**Data segment:**
PR #1861, opened 2026-08-12
fix(tia): fingerprint the configuration file in use

### LINKED ISSUE #1858: TIA: the fingerprint ignores the config actually in use (-c / --configuration)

**What to do:**
All of the material must appear again, exactly as given.

**Solution below:**
PR #1861, opened 2026-08-12
fix(tia): fingerprint the configuration file in use

### LINKED ISSUE #1858: TIA: the fingerprint ignores the config actually in use (-c / --configuration)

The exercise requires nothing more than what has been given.